PD Editorial: Is Congress brave enough to fix voting act?

  • A man walks to turn in his ballot after voting at the Sausalito Women's Club on election day in Sausalito, Calif., Tuesday, Nov. 3, 2009. Voting at the polls was slow throughout Marin County as tens of thousands of voters opted to mail in their ballots, elections officials said. In the county ballots featured nine city council races, nine separate measures and 15 school and special district races.(AP Photo/Eric Risberg)

Civil rights leaders across the country are reacting with anguish to the U.S. Supreme Court decision concerning the Voting Rights Act. It's an understandable response given the significance of this landmark legislation. But the ruling ultimately was less a nullification of the law as it was an indictment of Congress.
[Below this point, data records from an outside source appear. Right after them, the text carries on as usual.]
PR #6028, opened 2026-07-13
fix(worktrees): unlock before remove so WebUI-created worktrees can be reaped

### LINKED ISSUE #6023: bug(worktrees): /api/session/worktree/remove always fails on WebUI-created worktrees — locked at creation, remove never unlocks
### Bug

`cli._setup_worktree` (which `api/worktrees.py` delegates to via `create_worktree_for_workspace`) places a `git worktree lock` on every worktree it creates. `remove_worktree_for_session` then runs `git worktree remove [--force] <path>`, but git refuses to remove a locked worktree unless it is unlocked first or `--force` is given **twice** (`remove -f -f`). Result: every worktree the WebUI itself creates cannot be removed through the WebUI — the "Remove worktree" UI action and the API endpoint both fail unconditionally.

Reproduced on v0.52.0 (code path unchanged on current master — `remove_args` appends a single `--force`, no unlock):

```
POST /api/session/new {"workspace": "<git repo>", "worktree": true}
→ session created, worktree at <repo>/.worktrees/hermes-xxxx, locked

POST /api/session/worktree/remove {"session_id": "..."}
→ {"error": "git worktree remove failed: use 'remove -f -f' to override or unlock first"}
```

Same failure with `"force": true` (single `--force` is still refused for locked worktrees).

### Fix options

a) `git worktree unlock <path>` before remove in `remove_worktree_for_session`, after the existing guards (dirty / untracked / unpushed / locked-by-stream / locked-by-terminal) have passed — those guards, not the agent's bookkeeping lock, are the real safety layer.

b) Pass `--force` twice when `force=true`.

(a) seems right: it keeps `force` semantics meaning "override dirty state", not "override the agent's creation-time lock", and makes the default (non-force) remove path work for clean worktrees.

### Related feature ask (could ride the same PR): optional worktree cleanup on archive/delete

Today session archive/delete intentionally retains the worktree (`worktree_retained` payload). That's the right conservative default, but it means worktrees accumulate with no lifecycle hook. Proposal: accept an optional `remove_worktree: true` in `/api/session/archive` and `/api/session/delete` bodies that invokes the same guarded `remove_worktree_for_session` path (never forced — dirty/unpushed worktrees still refuse and report `worktree_retained` as today). The frontend confirm dialogs already distinguish worktree sessions (#2057 copy), so a checkbox slots in naturally.

Happy to send a PR for the unlock fix (+ tests) if maintainers agree with option (a). Related design umbrella: #2057.

ayxuerui:
## Summary

Implements the unlock-before-remove fix confirmed in #6023: `remove_worktree_for_session` now runs a fail-soft `git worktree unlock` right before the remove, mirroring the agent's own `_cleanup_worktree` ordering.

WebUI-created worktrees are locked at creation on the agent side (`cli._setup_worktree`, reused via `create_worktree_for_workspace` → `_setup_agent_worktree`), and the remove path never unlocked — so git refused every UI-driven removal with `use 'remove -f -f' to override or unlock first`, `force=true` included.

## Approach

Exactly the shape recommended in the issue thread:

- Unlock is inserted after all dirty/untracked/unpushed/stream/terminal guards have passed — those guards remain the real safety layer, not git's lock.
- Fail-soft: `_run_git` is `check=False`, so unlocking a never-locked worktree is a no-op; the `try/except (OSError, TimeoutExpired)` keeps environmental failures non-fatal too.
- Double-`--force` deliberately not used: `force` keeps meaning "override dirty working state", never "blow past a foreign lock" — the `locked_by_stream`/`locked_by_terminal` guards stay meaningful.

## Tests

Real-repo tests (same pattern as the existing fixture-based cases in `tests/test_worktree_remove.py`):

- `test_remove_locked_worktree_succeeds_without_force` — reproduces the agent's creation-time lock (`git worktree lock --reason 'hermes pid=…'`), then asserts a plain `force=False` remove succeeds, the directory is gone, and `git worktree list` no longer lists it.
- `test_remove_never_locked_worktree_unlock_is_fail_soft` — sanity-probes that unlock would exit non-zero, then asserts removal still succeeds.
- Existing mocked call-order assertions updated for the leading unlock call (unlock first, then remove / remove --force).

`./scripts/test.sh tests/test_worktree_remove.py tests/test_issue2057_worktree_status.py tests/test_issue2057_worktree_lifecycle.py` — 24 passed.

The `remove_worktree: true` archive-time cleanup rider from the issue is intentionally left out per the thread — additive, separate change.

Fixes #6023

### DIFF
--- a/api/worktrees.py
+++ b/api/worktrees.py
@@ -265,6 +265,18 @@ def remove_worktree_for_session(session, *, force: bool = False) -> dict:
     repo_root = getattr(session, "worktree_repo_root", None)
     if not repo_root:
         raise ValueError("Session missing worktree_repo_root")
+
+    # Unlock the creation-time bookkeeping lock before removing (fail-soft).
+    # The agent locks every worktree it creates (cli._setup_worktree), and git
+    # refuses to remove a locked worktree with a single --force, so without
+    # this every WebUI-created worktree is unremovable.  The dirty/untracked/
+    # unpushed/stream/terminal guards above are the real safety layer, not
+    # git's lock — mirrors the agent's own _cleanup_worktree ordering.
+    try:
+        _run_git(["worktree", "unlock", str(worktree_path)], str(repo_root), timeout=5)
+    except (OSError, subprocess.TimeoutExpired):
+        pass  # already unlocked / never locked — non-fatal
+
     try:
         remove_args = ["worktree", "remove"]
         if force:
--- a/tests/test_worktree_remove.py
+++ b/tests/test_worktree_remove.py
@@ -78,6 +78,80 @@ def test_remove_clean_worktree_succeeds(tmp_path):
     assert not wt_path.exists()
 
 
+def test_remove_locked_worktree_succeeds_without_force(tmp_path):
+    """Issue #6023: WebUI-created worktrees are locked at creation by the
+    agent (cli._setup_worktree).  Removal must unlock first — otherwise git
+    refuses with \"use 'remove -f -f' to override or unlock first\" and every
+    WebUI-created worktree is unremovable from the UI."""
+    import subprocess
+    from api.models import Session
+
+    main = _make_minimal_git_repo(tmp_path)
+    wt_path = tmp_path / "wt_locked"
+    subprocess.run(
+        ["git", "-C", str(main), "worktree", "add", str(wt_path), "-b", "hermes/testlocked"],
+        check=True, capture_output=True,
+    )
+    # Reproduce the agent's creation-time lock.
+    subprocess.run(
+        ["git", "-C", str(main), "worktree", "lock", "--reason", "hermes pid=12345", str(wt_path)],
+        check=True, capture_output=True,
+    )
+
+    s = Session(
+        session_id="testlocked",
+        title="Locked",
+        workspace=str(wt_path),
+        worktree_path=str(wt_path),
+        worktree_branch="hermes/testlocked",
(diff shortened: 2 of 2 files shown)


ayxuerui:
Notes on the two Greptile P1s, for triage:

**1. Foreign lock ownership** — the unconditional unlock is deliberate and matches the design endorsed in #6023: the dirty/untracked/unpushed/stream/terminal guards above are the safety layer, and the ordering mirrors the agent's own `_cleanup_worktree`, which also unlocks unconditionally. A reason-prefix check (`hermes pid=…`) wouldn't meaningfully tighten ownership either: WebUI-created worktrees are always hermes-locked, and a *second* live hermes process's lock carries the same reason string, so ownership can't be distinguished by reason alone. Happy to add a reason-prefix guard as belt-and-suspenders if you'd prefer.

**2. Status-snapshot → remove race** — real, but pre-existing scope: the guards were snapshot-then-act before this change too, and `force=true` removal had the same window. Serializing status/unlock/remove under a session lifecycle lock feels like its own change — can pick it up as a follow-up if wanted.

nesquena-hermes:
Shipped in **exp-v0.52.62** 🚀 — WebUI-created git worktrees are now reapable (fail-soft `git worktree unlock` before remove, mirroring the agent's own cleanup ordering; the dirty-changes guard still runs first so user data stays protected). Codex authoritative gate SAFE, 13 tests, full CI green. Thanks @ayxuerui! Closes #6023.

PR #6029, opened 2026-07-13
feat(sessions): honor the agent's worktree config default in /api/session/new

### LINKED ISSUE #3294: bug: Profile Tool Configuration Not Respected in Web UI Unless Tool Restrictions Are Explicitly Set

### LINKED ISSUE #6022: feat(sessions): honor the agent's `worktree:` config default in /api/session/new
### Problem

Hermes Agent supports worktree-per-session isolation two ways: the `hermes -w` flag and a config-level default — top-level `worktree: true` in `~/.hermes/config.yaml` (`cli.py`: `use_worktree = worktree or w or CLI_CONFIG.get("worktree", False)`). With the config key set, every CLI/TUI session gets an isolated worktree automatically.

The WebUI gained worktree-backed sessions in #1955 and reuses the agent's own helper (`api/worktrees.py` imports `cli._setup_worktree`), but `/api/session/new` only creates a worktree when the request body explicitly carries `worktree: true` (the workspace-dropdown action). The agent-side config default is never consulted, so a user who sets `worktree: true` gets isolation in every CLI session but not in any WebUI session — same agent, same repo, different behavior.

Use case: several concurrent sessions (WebUI tabs + CLI + gateway) against one repo, where forgetting the dropdown action means sessions collide on the same working tree.

### Proposal

In the `/api/session/new` handler, treat an *absent* `worktree` key as "use the configured default" instead of "false":

```python
worktree_body = body.get("worktree")
if worktree_body is None:
    worktree_requested = bool(get_config().get("worktree", False))
    worktree_explicit = False
else:
    worktree_requested = (
        worktree_body is True
        or str(worktree_body).strip().lower() in {"1", "true", "yes", "on"}
    )
    worktree_explicit = True
```

Explicit `worktree: false` from a client still wins over the config default, so existing callers keep their exact semantics.

### Two behaviors that need care

1. **Non-git workspaces.** Today an explicit worktree request on a non-git workspace correctly errors. With a config default, that same hard error would break every new chat in non-git workspaces for users who set `worktree: true`. When the worktree came from the config default (`worktree_explicit == False`), catch the "not a git repository" failure and fall back to a plain session (perhaps with a `worktree_skipped` field in the response so the frontend can surface it). Explicit requests keep the hard error.

2. **Boot-time auto-bind sessions.** `_maybeBindFreshDefaultWorkspaceSession` (boot.js) silently creates a session on app load. With a server-side default, every page load would mint a worktree + branch that nothing cleans up (worktree sessions are deliberately excluded from new-chat draft reuse in `_isRestorableNewChatDraftSession`). Simplest fix: the auto-bind path sends `worktree: false` explicitly; deliberate "New Chat" clicks send nothing and inherit the default.

Happy to send a PR with the above plus tests (config-default on/off × body absent/true/false, non-git fallback vs explicit error, auto-bind never worktrees) if the direction sounds right. Related design umbrella: #2057.

*(Context: I currently get this behavior via a small self-written extension that wraps `newSession` to inject `worktree: true` with a workspace allowlist — works, but the server honoring its own config key is the cleaner home for it.)*

ayxuerui:
## Summary

Implements the config-default worktree behavior confirmed in #6022: `/api/session/new` now consults the agent's config-level `worktree:` key when the request body has no explicit `worktree` value, so WebUI sessions and CLI sessions agree on isolation for the same repo.

## Three-value model

- **body `worktree` absent** → agent config default applies
- **explicit `true`/`false`** → honored verbatim; explicit always wins (including `worktree: false` with config default `true` → plain session, covered by a dedicated test)

## Design decisions (per the issue thread)

**Profile-aware config read.** Rather than `hermes_cli.config.load_config()` (which would read one fixed config), the helper `_worktree_default_from_config(profile)` resolves the session's own profile via `get_hermes_home_for_profile` → `get_config_for_profile_home` — the mtime-tracked, profile-aware path already used to fix #3294. A user with `worktree: true` in one profile but not another gets per-profile behavior; the common single-profile case hits the ambient cache. Fail-soft: any config-resolution error logs a warning and returns `False` (config must never break session creation).

**Non-git fallback (`worktree_explicit` gate).** `create_worktree_for_workspace` → `find_git_repo_root` raises `ValueError` on non-git workspaces:
- explicit `worktree: true` → keeps today's hard 400,
- config-default request → degrades to a plain session and surfaces `worktree_skipped` (the reason string) in the response payload, so `worktree: true` in config.yaml doesn't 400 every session in every non-git directory.

**Boot-time auto-bind opts out in this same PR.** `_maybeBindFreshDefaultWorkspaceSession` (boot.js) and the post-onboarding session now send `worktree: false` explicitly — a server-side default must never mint a worktree + branch from merely opening the page (which would compound #6023's unremovable-worktree pile-up; fix for that side is #6028). `newSession()` forwards explicit true/false and omits the key otherwise; deliberate "New Chat" paths send nothing and inherit the default. Worktree-backed sessions were already excluded from new-chat draft reuse (`_isRestorableNewChatDraftSession` rejects `worktree_path`), so no change needed there.

## Tests

`tests/test_issue6022_worktree_config_default.py` — route matrix:
- config default off/on × body absent → plain / worktree-backed
- explicit `false` beats config default `true` (worktree factory pytest-fails if called)
- explicit `true` with config default off still creates a worktree
- non-git + config default → 200 plain session + `worktree_skipped`
- non-git + explicit `true` → 400
- `_worktree_default_from_config`: ambient read, named-profile home resolution, fail-soft on config errors

`tests/test_issue6022_worktree_ui_static.py` — static assertions that the auto-bind and onboarding paths opt out explicitly, `newSession()` implements the forward-verbatim/omit-absent contract, and deliberate New Chat paths don't pin a value.

One existing assertion updated (`test_issue1955_worktree_ui_static.py`) for the new `reqBody.worktree=!!options.worktree` shape.

`./scripts/test.sh` across all worktree/session-new test files (`test_issue6022_*`, `test_issue1955_*`, `test_issue2057_*`, `test_worktree_remove.py`, `test_issue5420_profile_switch_session_new.py`) — 59 passed. `scripts/ruff_lint.py` — no new findings.

Fixes #6022

### DIFF
--- a/api/routes.py
+++ b/api/routes.py
@@ -7596,7 +7596,11 @@ def _worktree_default_from_config(profile: str | None) -> bool:
             cfg_dict = get_config_for_profile_home(get_hermes_home_for_profile(profile))
         else:
             cfg_dict = get_config_for_profile_home(None)
-        return bool((cfg_dict or {}).get("worktree", False))
+        # Strict boolean: only a real YAML `true` opts in.  Any other shape
+        # ("true", 1, [], {}, null, ...) is malformed for this key and must
+        # fall to the safe no-worktree default rather than truthiness-coerce
+        # into minting worktrees.
+        return (cfg_dict or {}).get("worktree", False) is True
     except Exception:
         # Config resolution must never break session creation.
         logger.warning("failed to read worktree config default", exc_info=True)
@@ -13914,7 +13918,11 @@ def handle_post(handler, parsed) -> bool:
         # worktree (e.g. the boot-time auto-bind) send ``worktree: false``
         # explicitly.
         raw_worktree = body.get("worktree")
-        worktree_explicit = raw_worktree is not None
+        # Presence-based, not truthiness-based: a client that sends the key at
+        # all (even ``worktree: null``) has spoken explicitly and never falls
+        # through to the config default.  ``null`` parses as non-true below,
+        # i.e. an explicit opt-out — only a genuinely ABSENT key inherits.
+        worktree_explicit = "worktree" in body
         if worktree_explicit:
             worktree_requested = (
                 raw_worktree is True
--- a/api/routes.py
+++ b/api/routes.py
@@ -7574,6 +7574,35 @@ def _rescale_threshold_tokens_for_context_window(
     return max(1, int(threshold * new_window / old_window))
 
 
+def _worktree_default_from_config(profile: str | None) -> bool:
+    """Return the agent's config-level ``worktree:`` default for *profile*.
+
+    The agent CLI honors ``worktree: true`` in config.yaml for every session
+    it creates (``use_worktree = worktree or w or CLI_CONFIG.get("worktree",
+    False)``).  /api/session/new consults this only when the request body has
+    no explicit ``worktree`` key, so both entry points to the same repo agree
+    on isolation (#6022).  Explicit body values always win.
+
+    Profile-aware on purpose: the WebUI serves multiple profiles from one
+    process, and a user with ``worktree: true`` in one profile but not another
+    expects per-profile behavior.  ``get_config_for_profile_home`` handles the
+    ambient/common case via the mtime-tracked cache and reads a diverging
+    profile's config.yaml directly off disk (see #3294).
+    """
+    try:
+        if profile:
+            from api.profiles import get_hermes_home_for_profile
+
+            cfg_dict = get_config_for_profile_home(get_hermes_home_for_profile(profile))
+        else:
+            cfg_dict = get_config_for_profile_home(None)
+        return bool((cfg_dict or {}).get("worktree", False))
+    except Exception:
+        # Config resolution must never break session creation.
+        logger.warning("failed to read worktree config default", exc_info=True)
+        return False
+
+
 def _session_model_state_from_request(
     model: str | None,
     requested_provider: str | None,
@@ -13877,10 +13906,22 @@ def handle_post(handler, parsed) -> bool:
         except (TypeError, ValueError) as e:
             return bad(handler, str(e))
         worktree_info = None
-        worktree_requested = (
-            body.get("worktree") is True
-            or str(body.get("worktree")).strip().lower() in {"1", "true", "yes", "on"}
-        )
+        worktree_skipped = None
+        # Three-value worktree model (#6022): an explicit body value always
+        # wins; an ABSENT key falls back to the agent's config-level
+        # ``worktree:`` default so WebUI sessions and CLI sessions agree on
+        # isolation for the same repo.  Clients that must never create a
+        # worktree (e.g. the boot-time auto-bind) send ``worktree: false``
+        # explicitly.
+        raw_worktree = body.get("worktree")
+        worktree_explicit = raw_worktree is not None
+        if worktree_explicit:
+            worktree_requested = (
+                raw_worktree is True
+                or str(raw_worktree).strip().lower() in {"1", "true", "yes", "on"}
+            )
+        else:
+            worktree_requested = _worktree_default_from_config(body.get("profile") or None)
         if worktree_requested:
             try:
                 from api.worktrees import create_worktree_for_workspace
@@ -13890,7 +13931,15 @@ def handle_post(handler, parsed) -> bool:
                 worktree_info = create_worktree_for_workspace(base_workspace)
                 workspace = worktree_info["path"]
             except (TypeError, ValueError) as e:
-                return bad(handler, str(e), status=400)
+                # Explicit requests keep the hard failure.  A config-default
+                # request on a non-git workspace (create_worktree_for_workspace
+                # raises ValueError) degrades to a plain session instead —
+                # otherwise `worktree: true` in config.yaml would 400 every
+                # session in every non-git directory.
+                if worktree_explicit:
+                    return bad(handler, str(e), status=400)
+                worktree_info = None
+                worktree_skipped = str(e)
             except Exception as e:
                 logger.exception("failed to create worktree-backed session")
                 return bad(handler, f"Failed to create worktree: {e}", status=500)
@@ -13973,7 +14022,12 @@ def handle_post(handler, parsed) -> bool:
                 profile=getattr(s, "profile", None),
                 session_id=getattr(s, "session_id", None),
             )
-        return j(handler, {"session": s.compact() | {"messages": s.messages}})
+        payload = {"session": s.compact() | {"messages": s.messages}}
+        if worktree_skipped:
+            # Config-default worktree was skipped (non-git workspace); tell the
+            # client the session is plain so the UI doesn't assume isolation.
+            payload["worktree_skipped"] = worktree_skipped
+        return j(handler, payload)
 
     if parsed.path == "/api/session/compression-recovery/start":
         return _handle_session_compression_recovery_start(handler, body)
--- a/static/boot.js
+++ b/static/boot.js
@@ -303,7 +303,10 @@ async function _maybeBindFreshDefaultWorkspaceSession(prefillIntent=null){
   if(_workspacePanelMode!=='browse') return false;
   if(!S._profileDefaultWorkspace) return false;
   try{
-    await newSession(false, {awaitWorkspaceLoad: true});
+    // worktree:false is explicit and load-bearing — this auto-bind runs on
+    // page load, and a config-level worktree default must never leak a fresh
+    // worktree + branch from simply opening the UI (#6022).
+    await newSession(false, {awaitWorkspaceLoad: true, worktree: false});
     return true;
   }catch(e){
     console.warn('[hermes] failed to bind fresh default workspace session', e);
--- a/static/commands.js
+++ b/static/commands.js
@@ -801,7 +801,9 @@ async function cmdTerminal(){
       const first=(data&&data.workspaces||[])[0];
       S._profileSwitchWorkspace=(data&&data.last)||(first&&first.path)||null;
     }
-    await newSession();
+    // System-minted session (#6022): opening the terminal auto-creates a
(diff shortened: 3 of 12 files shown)


nesquena-hermes:
## 🔬 Gate review (Codex, worktree config default) — cross-repo contract verified, PASS

Thanks for the thorough writeup. I pulled the branch at `21da547de` and read the full `api/routes.py` diff, the three static opt-outs, and cross-checked the agent side, since the whole PR rests on a claim about how the agent CLI resolves `worktree:`.

### The agent contract matches, exactly
The PR body claims the agent honors `worktree: true` from config.yaml as `use_worktree = worktree or w or CLI_CONFIG.get("worktree", False)`. Verified against the agent source — `cli.py:15889`:

```python
use_worktree = worktree or w or CLI_CONFIG.get("worktree", False)
```

So the CLI treats config as the lowest-priority fallback behind the explicit `--worktree`/`-w` flags. The WebUI helper `_worktree_default_from_config` (`api/routes.py:7577-7603`) reproduces that priority order correctly: `handle_post` reads it **only** when the body key is absent (`raw_worktree is None`), and any explicit body value wins verbatim. That's the right layering — a WebUI session and a `hermes` CLI session pointed at the same repo now agree on isolation, which is the #6022 ask.

### Profile-aware read is the correct call, not a bug
Using `get_config_for_profile_home(get_hermes_home_for_profile(profile))` instead of a fixed `load_config()` is right for the WebUI's multi-profile-per-process model. I confirmed `get_config_for_profile_home` (`api/config.py:680`) is the #3294 mtime-tracked path: it returns the cached `get_config()` when the target matches the ambient home (common single-profile case, honors monkeypatched cfg), and only reads a diverging profile's file directly off disk with no global cache mutation. The `profile=None` branch degrades to ambient `get_config()`. Fail-soft `except Exception: return False` is the correct default — config resolution must never 500 session creation.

Washington lawmakers have had ample opportunity to upgrade the infrastructure in the 48-year-old law protecting individual voting rights. But it has declined to do so, leaving the Supreme Court little choice but to rule that the blocks on which the law was based are too old to pass constitutional muster anymore.

The problem is a formula contained in Section 4 that's used to determine which states must receive preapproval from federal officials before any changes can be made in election procedures. The requirement currently applies to nine states, most of them in the South, as well as certain cities, counties and jurisdictions in six other states, including California.

In its 5-4 decision, the majority held that the formula, which hadn't been updated since 1975, is outdated and thus unconstitutional.

"Our country has changed, and while any racial discrimination in voting is too much, Congress must ensure that the legislation it passes to remedy that problem speaks to current conditions," Chief Justice John Roberts wrote for the majority.

Opponents presented compelling arguments about how the Voting Rights Act, as written, puts states that still require preclearance at an unfair and seemingly endless financial disadvantage despite gains some have made in minority registration and the elimination of discriminatory barriers over the years. Meanwhile critics note how the formula makes it difficult to apply the act in areas that do not now require preclearance but where there's evidence of a new generation of potentially discriminatory practices through such tactics as the elimination of district elections, the closing or moving of polls due to budget cuts and voter identification requirements.

Justice Ruth Bader Ginsburg, who dissented, noted her concern about the inability, without Section 4, to confront these "second-generation barriers."

Fortunately, few on the court cast doubt on whether the Voting Rights Act was either effective or still needed. In fact, Roberts was straight forward in noting that the 1965 law had been a "resounding success." Section 5, which maintains federal oversight on preclearance areas, remains in force, while the court swung wide the door for Congress to make the necessary fixes to restore Section 4. Roberts challenged Congress to draft a formula that does not rely on "decades-old data."

Congress can and must develop a new process for identifying jurisdictions that should be subject to federal scrutiny on voting procedures.

Nonetheless, the question remains whether Congress will rise to the challenge or, whether it, too, lacks the internal infrastructure — and intestinal fortitude — to meet the contemporary needs of Americans and protect their rights.

So far, the evidence is not encouraging.